Start of Records supplied
PR #1238, opened 2024-08-18
Update built in SDL version for windows

ensiform:
to 2.30.6

Make r_sdlDriver settable at startup to choose which SDL backend is used "wayland" for example.

Add r_allowScreensaver cvar to allow enabling screen to sleep while game is running.

Turn on hint to bring back pre-SDL 2.0.14 behavior for alt-tab on focus loss.

Add s_sdlDriver to choose which backend is used for SDL audio ("pulseaudio" or "pipewire" for example)

Silence Apple OpenGL deprecated warnings


taysta (approved):
Can confirm the sdl_*.cpp changes have worked fine since merging them into TaystJK in my latest SDL update.

PR #1243, opened 2024-10-18
Optimized ui_syscalls with null checks and cleanup

Nexxus67:
Refactored ui_syscalls.cpp to include null pointer checks and removed unused syscall comments for clarity. Improved code safety by validating input values, ensuring stable execution.


ensiform:
Most of these are unnecessary. And null setcolor rgba is explicitly allowed in the API so this is an invalid check.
End of Records supplied
▶ Your assignment: Which lines of the records contain the word "null"? Copy each of them.

▶ Exercise result:
Optimized ui_syscalls with null checks and cleanup
Refactored ui_syscalls.cpp to include null pointer checks and removed unused syscall comments for clarity. Improved code safety by validating input values, ensuring stable execution.
Most of these are unnecessary. And null setcolor rgba is explicitly allowed in the API so this is an invalid check.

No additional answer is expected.